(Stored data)

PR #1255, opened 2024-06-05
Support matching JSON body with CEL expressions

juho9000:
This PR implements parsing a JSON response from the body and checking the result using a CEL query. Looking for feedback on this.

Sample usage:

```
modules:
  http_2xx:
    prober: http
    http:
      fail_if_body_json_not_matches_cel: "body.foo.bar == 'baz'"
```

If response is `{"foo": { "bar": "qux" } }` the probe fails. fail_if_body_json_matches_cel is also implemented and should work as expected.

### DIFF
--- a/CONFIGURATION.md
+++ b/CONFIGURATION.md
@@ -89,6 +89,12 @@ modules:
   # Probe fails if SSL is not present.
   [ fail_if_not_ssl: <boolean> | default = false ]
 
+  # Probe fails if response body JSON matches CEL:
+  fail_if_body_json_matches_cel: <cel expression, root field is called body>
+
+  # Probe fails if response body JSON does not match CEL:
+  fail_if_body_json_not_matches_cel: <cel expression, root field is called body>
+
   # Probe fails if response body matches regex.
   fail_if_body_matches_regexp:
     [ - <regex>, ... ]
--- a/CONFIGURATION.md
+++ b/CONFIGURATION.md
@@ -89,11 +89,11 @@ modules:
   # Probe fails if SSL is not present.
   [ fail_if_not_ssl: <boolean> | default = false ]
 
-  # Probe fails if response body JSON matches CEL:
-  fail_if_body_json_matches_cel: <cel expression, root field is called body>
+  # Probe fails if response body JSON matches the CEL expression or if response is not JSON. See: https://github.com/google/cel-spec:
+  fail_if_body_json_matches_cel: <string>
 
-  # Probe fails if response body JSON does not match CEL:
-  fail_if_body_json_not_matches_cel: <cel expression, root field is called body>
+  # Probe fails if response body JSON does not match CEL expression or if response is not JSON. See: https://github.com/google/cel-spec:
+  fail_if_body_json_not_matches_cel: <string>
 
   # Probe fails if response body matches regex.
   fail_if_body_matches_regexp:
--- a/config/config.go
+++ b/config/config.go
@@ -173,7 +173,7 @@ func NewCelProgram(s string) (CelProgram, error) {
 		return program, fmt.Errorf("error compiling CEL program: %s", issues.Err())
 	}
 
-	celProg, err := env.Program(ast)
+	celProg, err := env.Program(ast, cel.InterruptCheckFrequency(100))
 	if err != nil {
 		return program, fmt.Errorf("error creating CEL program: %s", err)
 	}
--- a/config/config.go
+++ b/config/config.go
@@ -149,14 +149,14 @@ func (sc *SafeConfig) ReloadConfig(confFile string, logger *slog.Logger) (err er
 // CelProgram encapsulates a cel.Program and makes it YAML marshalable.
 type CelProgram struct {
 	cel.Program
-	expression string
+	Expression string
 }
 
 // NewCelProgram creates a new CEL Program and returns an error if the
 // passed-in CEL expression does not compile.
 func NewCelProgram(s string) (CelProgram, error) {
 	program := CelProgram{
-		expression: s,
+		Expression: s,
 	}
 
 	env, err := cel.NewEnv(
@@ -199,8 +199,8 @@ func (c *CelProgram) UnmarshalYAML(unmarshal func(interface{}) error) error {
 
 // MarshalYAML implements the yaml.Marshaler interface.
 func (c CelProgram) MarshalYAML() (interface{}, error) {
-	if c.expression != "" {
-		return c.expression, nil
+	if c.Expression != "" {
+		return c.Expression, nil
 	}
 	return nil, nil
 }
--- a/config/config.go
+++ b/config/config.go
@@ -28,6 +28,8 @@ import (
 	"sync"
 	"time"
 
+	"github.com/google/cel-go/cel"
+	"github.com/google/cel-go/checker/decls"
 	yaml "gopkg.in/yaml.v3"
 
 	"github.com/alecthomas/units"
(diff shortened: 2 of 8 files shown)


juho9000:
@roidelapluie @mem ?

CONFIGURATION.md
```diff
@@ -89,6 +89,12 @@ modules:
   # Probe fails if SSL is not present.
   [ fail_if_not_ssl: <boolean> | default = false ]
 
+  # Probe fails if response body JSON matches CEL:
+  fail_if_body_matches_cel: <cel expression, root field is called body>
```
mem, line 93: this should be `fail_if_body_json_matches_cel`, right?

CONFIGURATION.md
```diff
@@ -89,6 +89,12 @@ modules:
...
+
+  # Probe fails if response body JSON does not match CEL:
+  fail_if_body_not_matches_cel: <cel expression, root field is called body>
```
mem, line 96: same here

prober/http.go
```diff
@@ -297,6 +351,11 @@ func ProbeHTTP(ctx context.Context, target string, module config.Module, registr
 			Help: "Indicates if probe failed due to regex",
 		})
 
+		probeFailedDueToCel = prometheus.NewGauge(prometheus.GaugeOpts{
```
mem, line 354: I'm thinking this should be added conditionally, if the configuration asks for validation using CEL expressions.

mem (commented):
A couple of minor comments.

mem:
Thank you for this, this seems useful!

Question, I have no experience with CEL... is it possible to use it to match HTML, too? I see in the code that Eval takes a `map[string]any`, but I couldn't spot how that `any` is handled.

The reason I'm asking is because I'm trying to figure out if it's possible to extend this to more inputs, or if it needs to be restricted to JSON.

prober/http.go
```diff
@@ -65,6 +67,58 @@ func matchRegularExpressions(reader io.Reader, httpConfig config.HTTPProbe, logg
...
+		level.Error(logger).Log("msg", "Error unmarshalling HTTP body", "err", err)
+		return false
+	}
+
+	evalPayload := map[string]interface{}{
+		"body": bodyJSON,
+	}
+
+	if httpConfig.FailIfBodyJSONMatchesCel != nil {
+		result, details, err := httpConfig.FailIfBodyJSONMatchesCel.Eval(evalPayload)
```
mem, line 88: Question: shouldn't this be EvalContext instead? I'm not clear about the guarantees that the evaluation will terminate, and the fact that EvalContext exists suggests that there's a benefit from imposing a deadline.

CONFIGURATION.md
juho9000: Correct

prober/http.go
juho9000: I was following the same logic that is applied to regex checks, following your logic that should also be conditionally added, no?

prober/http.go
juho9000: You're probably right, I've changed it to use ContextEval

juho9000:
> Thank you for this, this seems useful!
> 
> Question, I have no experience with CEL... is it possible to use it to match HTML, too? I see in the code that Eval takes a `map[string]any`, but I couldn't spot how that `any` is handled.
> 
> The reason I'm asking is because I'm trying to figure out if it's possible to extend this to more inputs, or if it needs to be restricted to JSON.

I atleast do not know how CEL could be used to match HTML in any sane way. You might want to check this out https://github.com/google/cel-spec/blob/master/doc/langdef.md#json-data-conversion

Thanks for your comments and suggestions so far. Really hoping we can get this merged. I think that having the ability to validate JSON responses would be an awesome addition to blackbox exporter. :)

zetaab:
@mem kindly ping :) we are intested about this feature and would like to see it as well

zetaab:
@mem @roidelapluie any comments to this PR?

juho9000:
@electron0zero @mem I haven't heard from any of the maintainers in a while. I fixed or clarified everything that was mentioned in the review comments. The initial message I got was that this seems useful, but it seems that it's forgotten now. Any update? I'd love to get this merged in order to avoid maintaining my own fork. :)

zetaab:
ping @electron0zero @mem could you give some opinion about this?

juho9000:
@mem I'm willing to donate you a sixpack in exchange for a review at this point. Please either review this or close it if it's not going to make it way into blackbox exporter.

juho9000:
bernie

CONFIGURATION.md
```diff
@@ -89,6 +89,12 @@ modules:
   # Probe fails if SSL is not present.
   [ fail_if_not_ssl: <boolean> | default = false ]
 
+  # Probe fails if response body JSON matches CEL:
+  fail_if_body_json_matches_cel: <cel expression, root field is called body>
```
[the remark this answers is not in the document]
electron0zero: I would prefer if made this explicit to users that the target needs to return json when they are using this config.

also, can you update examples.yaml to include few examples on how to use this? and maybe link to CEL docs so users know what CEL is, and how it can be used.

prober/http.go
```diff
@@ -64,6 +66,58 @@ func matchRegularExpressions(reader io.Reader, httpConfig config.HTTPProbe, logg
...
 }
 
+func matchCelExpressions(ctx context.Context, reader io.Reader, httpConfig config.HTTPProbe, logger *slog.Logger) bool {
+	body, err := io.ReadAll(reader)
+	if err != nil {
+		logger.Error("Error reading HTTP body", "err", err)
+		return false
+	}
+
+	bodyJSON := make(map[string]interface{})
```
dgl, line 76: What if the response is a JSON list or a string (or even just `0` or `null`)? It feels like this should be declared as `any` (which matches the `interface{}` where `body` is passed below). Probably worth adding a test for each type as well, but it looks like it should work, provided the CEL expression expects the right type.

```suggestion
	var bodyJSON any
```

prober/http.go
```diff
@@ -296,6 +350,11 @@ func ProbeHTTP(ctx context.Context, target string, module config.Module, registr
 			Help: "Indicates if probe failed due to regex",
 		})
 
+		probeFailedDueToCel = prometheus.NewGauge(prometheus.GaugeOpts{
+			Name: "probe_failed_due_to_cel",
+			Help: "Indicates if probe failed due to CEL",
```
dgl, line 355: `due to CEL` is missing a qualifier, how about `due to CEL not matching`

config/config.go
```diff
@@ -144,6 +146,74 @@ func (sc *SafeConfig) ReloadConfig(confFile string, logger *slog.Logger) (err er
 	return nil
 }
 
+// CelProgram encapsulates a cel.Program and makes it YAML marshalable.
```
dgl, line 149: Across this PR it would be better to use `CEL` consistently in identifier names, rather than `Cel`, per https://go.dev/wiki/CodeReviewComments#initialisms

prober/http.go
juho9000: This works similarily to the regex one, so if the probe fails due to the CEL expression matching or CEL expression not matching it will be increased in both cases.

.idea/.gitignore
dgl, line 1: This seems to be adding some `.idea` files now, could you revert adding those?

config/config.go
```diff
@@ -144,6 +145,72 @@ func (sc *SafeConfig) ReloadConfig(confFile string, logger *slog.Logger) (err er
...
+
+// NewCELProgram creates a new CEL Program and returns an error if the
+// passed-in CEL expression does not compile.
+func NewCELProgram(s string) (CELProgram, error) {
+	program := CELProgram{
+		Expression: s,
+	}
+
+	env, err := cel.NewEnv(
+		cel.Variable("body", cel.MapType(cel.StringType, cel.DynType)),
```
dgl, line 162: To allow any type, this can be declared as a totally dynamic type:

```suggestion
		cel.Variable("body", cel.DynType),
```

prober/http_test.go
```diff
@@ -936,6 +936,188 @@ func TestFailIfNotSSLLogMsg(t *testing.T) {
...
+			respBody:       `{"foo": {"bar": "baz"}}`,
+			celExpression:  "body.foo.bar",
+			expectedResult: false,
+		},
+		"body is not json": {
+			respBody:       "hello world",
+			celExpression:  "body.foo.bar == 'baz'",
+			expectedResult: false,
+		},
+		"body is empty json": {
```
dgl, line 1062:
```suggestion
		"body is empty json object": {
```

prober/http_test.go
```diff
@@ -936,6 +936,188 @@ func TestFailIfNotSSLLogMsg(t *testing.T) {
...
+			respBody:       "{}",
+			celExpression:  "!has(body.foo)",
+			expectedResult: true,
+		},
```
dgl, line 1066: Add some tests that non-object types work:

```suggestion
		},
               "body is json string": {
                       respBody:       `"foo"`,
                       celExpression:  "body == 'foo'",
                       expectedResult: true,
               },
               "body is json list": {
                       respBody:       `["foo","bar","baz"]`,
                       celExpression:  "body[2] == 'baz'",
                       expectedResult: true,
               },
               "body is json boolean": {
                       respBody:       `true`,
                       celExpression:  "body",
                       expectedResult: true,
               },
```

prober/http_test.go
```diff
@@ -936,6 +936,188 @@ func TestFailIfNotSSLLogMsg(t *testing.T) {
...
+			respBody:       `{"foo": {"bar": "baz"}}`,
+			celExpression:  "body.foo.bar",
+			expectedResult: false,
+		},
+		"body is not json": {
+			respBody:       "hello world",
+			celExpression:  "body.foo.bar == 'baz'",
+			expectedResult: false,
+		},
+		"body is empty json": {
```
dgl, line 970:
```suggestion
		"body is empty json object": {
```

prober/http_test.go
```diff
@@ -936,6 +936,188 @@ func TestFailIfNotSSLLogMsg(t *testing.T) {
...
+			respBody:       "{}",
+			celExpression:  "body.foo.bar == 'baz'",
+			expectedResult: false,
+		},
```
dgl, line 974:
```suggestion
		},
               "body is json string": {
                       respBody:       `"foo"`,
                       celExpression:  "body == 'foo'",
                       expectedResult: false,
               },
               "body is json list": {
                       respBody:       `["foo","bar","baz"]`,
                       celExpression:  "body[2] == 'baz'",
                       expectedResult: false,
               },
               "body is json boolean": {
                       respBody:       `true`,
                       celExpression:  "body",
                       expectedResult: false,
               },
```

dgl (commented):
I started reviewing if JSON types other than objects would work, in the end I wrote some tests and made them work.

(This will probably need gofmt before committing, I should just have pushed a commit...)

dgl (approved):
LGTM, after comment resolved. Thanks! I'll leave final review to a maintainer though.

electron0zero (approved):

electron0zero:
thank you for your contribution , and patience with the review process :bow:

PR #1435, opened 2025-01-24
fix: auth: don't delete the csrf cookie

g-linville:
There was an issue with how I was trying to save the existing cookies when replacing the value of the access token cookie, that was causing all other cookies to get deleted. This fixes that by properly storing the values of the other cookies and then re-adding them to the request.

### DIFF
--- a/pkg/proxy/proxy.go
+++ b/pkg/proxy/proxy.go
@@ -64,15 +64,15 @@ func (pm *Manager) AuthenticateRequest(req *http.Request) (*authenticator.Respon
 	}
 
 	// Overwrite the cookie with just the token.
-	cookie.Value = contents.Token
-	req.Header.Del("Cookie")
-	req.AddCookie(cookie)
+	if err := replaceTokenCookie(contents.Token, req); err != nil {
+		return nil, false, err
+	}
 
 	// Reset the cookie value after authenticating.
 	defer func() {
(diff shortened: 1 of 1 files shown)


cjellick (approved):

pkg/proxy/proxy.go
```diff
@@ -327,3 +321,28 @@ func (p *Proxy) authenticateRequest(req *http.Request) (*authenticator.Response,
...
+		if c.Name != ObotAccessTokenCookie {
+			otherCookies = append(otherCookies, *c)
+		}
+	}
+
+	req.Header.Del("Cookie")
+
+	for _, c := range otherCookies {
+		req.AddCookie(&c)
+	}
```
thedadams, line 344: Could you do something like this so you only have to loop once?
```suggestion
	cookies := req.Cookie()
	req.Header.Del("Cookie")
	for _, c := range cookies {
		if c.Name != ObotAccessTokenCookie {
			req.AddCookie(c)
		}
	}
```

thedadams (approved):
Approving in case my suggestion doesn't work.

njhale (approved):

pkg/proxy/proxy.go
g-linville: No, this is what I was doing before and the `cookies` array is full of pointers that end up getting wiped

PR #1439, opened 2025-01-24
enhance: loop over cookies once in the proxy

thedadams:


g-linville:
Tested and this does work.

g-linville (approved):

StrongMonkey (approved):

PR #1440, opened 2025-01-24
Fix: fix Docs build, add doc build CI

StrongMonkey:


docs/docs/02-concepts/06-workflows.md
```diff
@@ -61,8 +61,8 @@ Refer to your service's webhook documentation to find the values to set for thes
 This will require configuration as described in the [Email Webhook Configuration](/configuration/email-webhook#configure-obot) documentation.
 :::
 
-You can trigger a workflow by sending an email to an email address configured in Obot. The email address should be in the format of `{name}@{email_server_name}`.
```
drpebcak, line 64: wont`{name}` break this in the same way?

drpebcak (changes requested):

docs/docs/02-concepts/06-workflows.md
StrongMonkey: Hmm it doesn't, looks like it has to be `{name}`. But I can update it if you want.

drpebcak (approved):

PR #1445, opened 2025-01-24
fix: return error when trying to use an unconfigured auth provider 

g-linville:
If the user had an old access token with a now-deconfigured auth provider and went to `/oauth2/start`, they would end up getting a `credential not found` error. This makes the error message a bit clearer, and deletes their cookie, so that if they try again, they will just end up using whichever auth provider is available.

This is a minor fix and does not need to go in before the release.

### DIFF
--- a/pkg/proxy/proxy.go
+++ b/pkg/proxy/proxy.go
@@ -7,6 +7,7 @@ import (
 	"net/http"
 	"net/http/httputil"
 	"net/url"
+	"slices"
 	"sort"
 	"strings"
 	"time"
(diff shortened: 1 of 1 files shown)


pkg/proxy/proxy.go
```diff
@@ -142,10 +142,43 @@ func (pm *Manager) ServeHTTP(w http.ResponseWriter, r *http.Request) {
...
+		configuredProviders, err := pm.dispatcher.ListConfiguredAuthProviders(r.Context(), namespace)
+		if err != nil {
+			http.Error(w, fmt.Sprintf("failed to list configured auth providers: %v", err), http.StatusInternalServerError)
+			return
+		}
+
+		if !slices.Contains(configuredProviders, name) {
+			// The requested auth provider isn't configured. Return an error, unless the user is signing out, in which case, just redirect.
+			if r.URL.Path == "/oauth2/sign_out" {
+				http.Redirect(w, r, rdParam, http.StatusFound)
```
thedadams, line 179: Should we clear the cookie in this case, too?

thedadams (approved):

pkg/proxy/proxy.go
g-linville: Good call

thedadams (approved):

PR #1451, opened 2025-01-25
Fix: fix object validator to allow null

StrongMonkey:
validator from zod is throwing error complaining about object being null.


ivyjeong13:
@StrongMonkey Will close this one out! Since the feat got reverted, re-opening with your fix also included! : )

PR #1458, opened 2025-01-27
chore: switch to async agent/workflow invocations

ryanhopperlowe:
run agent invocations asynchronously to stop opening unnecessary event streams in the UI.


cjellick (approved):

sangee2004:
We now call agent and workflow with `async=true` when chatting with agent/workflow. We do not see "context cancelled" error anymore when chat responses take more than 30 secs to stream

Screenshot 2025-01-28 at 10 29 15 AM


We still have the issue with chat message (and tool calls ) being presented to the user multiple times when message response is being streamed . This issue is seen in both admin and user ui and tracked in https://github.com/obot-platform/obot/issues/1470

> Task brief: Filter the entries above and return only the lines holding "approved".

> Exercise answer:
dgl (approved):
electron0zero (approved):
cjellick (approved):
thedadams (approved):
njhale (approved):
g-linville (approved):
StrongMonkey (approved):
drpebcak (approved):
thedadams (approved):
thedadams (approved):
cjellick (approved):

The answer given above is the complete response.